• _EXERCISE REQUIREMENTS_
Only lines containing the word "number" belong in the answer; copy each one from the records.

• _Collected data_

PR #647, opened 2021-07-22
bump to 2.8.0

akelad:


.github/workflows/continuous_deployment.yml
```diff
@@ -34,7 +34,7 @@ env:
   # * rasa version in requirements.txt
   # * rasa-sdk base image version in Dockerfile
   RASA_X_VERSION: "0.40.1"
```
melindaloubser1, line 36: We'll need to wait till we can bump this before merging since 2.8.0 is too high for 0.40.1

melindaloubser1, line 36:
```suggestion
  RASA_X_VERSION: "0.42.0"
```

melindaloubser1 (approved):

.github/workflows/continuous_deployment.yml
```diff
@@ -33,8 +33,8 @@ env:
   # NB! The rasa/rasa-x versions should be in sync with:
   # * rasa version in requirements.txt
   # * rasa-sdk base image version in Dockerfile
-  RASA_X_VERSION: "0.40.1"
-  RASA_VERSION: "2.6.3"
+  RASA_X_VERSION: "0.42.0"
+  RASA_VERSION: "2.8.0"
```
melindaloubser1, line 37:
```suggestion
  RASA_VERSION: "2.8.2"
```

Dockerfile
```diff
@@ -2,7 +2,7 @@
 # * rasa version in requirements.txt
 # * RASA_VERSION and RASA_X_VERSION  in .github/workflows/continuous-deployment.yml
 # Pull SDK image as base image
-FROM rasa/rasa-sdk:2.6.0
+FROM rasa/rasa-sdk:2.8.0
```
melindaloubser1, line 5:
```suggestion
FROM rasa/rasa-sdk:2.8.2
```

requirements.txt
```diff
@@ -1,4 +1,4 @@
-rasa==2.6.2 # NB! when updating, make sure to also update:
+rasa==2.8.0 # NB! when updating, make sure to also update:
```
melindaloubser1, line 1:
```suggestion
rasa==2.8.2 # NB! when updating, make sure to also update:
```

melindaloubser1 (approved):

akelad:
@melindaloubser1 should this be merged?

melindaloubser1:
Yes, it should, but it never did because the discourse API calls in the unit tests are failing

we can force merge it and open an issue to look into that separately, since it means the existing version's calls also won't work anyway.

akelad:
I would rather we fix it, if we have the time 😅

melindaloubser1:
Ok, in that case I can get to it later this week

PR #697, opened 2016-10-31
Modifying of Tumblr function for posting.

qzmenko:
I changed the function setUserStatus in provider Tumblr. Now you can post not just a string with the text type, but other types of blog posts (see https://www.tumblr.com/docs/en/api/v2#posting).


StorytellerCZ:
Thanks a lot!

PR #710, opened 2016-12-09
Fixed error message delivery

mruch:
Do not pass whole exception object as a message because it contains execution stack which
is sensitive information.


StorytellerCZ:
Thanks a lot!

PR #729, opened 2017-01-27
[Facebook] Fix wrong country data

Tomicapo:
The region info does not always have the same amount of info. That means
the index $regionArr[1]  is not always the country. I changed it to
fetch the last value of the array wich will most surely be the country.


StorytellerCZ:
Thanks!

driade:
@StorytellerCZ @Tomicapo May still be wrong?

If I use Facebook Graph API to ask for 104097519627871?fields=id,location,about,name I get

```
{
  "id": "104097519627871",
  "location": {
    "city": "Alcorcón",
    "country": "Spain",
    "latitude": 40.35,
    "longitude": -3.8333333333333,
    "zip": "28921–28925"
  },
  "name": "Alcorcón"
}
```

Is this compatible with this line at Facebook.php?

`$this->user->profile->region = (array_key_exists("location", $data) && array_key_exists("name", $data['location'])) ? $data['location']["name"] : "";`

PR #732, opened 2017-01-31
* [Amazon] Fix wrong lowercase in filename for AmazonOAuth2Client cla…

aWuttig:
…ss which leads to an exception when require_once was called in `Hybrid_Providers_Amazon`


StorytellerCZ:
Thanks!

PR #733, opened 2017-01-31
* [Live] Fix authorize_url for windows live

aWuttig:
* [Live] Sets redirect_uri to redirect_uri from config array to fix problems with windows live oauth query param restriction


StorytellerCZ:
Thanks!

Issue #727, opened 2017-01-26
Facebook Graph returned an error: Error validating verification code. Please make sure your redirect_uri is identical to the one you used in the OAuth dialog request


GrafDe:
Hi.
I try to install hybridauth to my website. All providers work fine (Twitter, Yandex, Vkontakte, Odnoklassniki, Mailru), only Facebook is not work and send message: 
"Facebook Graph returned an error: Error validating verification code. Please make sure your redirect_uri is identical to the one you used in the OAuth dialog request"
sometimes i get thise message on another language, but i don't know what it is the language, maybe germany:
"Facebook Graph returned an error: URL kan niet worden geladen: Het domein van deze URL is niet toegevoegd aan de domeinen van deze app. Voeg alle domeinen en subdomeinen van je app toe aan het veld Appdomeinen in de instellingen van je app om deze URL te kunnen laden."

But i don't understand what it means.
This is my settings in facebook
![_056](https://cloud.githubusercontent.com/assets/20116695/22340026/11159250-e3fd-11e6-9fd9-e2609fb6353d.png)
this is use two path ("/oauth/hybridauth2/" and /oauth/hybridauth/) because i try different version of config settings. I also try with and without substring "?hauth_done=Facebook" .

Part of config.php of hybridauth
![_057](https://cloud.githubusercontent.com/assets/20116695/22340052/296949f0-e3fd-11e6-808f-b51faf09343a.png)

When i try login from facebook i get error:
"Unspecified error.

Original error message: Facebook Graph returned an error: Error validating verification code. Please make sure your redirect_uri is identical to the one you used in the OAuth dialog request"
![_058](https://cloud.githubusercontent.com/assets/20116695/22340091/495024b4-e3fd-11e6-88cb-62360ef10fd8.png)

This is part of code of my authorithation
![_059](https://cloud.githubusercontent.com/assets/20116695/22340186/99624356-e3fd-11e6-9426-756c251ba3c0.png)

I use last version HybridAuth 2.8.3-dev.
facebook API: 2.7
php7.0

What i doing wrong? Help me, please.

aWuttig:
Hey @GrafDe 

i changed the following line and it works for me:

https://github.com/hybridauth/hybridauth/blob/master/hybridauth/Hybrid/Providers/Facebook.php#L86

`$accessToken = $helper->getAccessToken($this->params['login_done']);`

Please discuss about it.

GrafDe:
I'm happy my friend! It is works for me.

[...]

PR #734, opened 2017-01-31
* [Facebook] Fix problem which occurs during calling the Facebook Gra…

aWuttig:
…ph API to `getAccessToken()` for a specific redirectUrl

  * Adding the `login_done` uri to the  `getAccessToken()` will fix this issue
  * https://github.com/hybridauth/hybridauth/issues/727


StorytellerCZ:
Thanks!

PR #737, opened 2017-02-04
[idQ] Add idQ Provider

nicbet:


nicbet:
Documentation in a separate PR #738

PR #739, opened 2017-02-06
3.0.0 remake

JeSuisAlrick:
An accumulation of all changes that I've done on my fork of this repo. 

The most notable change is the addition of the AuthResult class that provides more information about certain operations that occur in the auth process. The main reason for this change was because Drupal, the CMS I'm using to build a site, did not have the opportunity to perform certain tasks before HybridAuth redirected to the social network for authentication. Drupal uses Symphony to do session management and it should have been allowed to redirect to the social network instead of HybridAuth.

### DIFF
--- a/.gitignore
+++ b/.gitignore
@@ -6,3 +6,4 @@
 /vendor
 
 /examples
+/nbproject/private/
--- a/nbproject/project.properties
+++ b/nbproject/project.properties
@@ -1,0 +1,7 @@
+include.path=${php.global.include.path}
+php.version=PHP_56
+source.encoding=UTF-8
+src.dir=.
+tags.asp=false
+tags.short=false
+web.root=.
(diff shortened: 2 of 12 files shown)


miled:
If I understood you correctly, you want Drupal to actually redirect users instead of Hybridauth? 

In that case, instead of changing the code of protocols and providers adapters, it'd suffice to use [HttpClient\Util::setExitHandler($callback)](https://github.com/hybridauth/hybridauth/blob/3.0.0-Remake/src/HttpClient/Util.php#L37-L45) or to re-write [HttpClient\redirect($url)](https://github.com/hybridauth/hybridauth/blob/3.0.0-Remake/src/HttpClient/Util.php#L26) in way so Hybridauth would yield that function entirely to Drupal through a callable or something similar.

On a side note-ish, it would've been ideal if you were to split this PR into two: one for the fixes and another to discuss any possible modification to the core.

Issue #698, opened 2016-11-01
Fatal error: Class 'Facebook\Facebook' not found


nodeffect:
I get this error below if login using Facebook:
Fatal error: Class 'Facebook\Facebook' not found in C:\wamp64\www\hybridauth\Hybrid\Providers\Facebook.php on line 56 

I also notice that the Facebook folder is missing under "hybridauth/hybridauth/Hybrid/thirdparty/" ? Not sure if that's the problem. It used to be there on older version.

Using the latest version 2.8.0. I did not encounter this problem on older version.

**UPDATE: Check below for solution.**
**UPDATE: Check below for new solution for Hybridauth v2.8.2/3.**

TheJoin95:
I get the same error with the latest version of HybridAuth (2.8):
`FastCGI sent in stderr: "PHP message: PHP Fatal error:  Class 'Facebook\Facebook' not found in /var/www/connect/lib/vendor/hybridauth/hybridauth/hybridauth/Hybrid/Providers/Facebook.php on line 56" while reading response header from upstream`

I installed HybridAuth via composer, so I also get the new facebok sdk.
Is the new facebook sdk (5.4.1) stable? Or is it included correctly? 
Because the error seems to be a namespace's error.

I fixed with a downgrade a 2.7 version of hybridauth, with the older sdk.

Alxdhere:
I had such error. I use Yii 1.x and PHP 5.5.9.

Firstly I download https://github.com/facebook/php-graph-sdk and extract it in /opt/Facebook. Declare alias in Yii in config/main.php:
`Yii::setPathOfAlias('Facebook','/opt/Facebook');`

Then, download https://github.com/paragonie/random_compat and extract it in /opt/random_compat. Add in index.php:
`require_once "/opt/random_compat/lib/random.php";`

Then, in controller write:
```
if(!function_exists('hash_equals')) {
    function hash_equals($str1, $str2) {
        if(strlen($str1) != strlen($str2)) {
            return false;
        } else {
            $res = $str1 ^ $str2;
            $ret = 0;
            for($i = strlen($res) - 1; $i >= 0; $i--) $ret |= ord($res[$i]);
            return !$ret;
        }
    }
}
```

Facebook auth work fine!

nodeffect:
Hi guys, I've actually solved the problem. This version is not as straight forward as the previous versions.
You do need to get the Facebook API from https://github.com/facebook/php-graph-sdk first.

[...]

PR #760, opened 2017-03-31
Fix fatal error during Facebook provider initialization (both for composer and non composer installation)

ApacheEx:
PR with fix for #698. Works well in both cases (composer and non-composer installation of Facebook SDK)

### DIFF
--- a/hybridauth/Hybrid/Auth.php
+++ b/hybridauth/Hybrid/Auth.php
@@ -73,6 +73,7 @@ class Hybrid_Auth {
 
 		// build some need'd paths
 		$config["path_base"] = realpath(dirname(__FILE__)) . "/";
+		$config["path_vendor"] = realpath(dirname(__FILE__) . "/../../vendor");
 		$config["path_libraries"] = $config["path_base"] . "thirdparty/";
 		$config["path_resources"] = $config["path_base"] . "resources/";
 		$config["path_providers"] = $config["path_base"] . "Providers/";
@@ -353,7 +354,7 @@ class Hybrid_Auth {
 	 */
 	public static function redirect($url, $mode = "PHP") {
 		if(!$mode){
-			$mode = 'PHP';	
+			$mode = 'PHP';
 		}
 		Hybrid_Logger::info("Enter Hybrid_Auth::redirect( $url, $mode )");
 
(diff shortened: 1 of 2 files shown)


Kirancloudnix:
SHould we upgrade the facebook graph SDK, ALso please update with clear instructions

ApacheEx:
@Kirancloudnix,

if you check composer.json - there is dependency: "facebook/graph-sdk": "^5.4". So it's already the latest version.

---

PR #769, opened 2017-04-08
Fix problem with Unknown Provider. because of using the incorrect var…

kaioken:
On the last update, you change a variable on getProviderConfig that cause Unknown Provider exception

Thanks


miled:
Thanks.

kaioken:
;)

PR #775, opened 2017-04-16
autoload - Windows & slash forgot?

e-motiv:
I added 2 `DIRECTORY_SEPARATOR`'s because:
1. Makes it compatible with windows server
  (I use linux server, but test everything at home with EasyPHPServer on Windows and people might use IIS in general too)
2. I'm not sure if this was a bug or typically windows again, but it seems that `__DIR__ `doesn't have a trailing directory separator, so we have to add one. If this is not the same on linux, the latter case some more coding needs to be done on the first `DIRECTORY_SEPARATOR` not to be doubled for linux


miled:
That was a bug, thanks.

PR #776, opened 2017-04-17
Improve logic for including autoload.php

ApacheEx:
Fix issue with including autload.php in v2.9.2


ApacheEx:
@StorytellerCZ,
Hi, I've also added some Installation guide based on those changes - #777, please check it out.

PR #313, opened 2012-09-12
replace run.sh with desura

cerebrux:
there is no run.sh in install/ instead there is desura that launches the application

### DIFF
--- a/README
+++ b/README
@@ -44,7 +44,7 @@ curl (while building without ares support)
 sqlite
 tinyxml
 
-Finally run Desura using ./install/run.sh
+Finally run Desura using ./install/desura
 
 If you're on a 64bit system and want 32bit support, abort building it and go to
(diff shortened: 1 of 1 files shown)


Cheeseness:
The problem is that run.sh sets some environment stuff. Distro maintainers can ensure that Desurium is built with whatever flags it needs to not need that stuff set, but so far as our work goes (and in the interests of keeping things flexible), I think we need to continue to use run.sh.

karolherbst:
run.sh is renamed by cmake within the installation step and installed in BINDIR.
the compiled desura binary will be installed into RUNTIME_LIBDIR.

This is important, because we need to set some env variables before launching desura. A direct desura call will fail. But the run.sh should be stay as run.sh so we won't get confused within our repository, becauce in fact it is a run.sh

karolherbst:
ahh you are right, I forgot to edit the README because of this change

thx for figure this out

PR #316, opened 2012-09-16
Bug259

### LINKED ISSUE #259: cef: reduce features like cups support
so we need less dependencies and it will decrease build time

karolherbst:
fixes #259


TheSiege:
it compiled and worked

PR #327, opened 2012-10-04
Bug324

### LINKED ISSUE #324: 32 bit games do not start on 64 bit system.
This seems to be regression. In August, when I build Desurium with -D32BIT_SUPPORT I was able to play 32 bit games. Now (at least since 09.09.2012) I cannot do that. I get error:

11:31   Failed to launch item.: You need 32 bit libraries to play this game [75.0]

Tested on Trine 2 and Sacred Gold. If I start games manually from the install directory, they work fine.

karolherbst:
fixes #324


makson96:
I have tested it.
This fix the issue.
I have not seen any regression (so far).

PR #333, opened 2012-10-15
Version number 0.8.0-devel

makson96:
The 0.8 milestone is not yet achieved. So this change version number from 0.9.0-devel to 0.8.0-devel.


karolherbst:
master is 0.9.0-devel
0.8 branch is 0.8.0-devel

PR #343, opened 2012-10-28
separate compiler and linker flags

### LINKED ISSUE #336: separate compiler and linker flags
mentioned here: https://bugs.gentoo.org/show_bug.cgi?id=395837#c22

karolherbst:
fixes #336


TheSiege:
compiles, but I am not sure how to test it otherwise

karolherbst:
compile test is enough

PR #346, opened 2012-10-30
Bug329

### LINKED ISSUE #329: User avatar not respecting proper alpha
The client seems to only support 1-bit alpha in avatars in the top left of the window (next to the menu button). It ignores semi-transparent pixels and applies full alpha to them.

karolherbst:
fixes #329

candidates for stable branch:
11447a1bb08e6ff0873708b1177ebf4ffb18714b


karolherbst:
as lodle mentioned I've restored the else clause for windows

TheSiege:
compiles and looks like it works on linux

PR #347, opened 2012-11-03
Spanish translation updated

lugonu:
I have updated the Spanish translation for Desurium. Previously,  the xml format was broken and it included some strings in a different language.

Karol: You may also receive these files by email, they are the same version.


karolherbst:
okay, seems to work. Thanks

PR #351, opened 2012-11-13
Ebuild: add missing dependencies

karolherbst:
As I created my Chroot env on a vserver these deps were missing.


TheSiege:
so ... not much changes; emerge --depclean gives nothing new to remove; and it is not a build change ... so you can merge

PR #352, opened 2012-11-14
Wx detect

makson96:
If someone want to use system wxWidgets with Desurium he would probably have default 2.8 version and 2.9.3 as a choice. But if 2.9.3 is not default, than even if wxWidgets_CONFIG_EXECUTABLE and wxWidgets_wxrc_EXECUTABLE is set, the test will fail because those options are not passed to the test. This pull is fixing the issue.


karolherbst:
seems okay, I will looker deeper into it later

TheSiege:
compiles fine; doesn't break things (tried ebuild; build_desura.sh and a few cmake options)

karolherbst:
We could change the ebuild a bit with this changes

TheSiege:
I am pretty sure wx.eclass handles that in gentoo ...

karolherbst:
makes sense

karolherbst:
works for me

...

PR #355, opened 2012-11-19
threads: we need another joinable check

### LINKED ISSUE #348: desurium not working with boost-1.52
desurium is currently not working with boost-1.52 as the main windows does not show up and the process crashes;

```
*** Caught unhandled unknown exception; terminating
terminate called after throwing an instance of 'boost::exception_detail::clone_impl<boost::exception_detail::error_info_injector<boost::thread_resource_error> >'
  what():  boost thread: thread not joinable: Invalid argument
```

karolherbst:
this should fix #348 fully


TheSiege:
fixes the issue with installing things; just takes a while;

• _RESPONSE TO THE TASK_
Version number 0.8.0-devel
The 0.8 milestone is not yet achieved. So this change version number from 0.9.0-devel to 0.8.0-devel.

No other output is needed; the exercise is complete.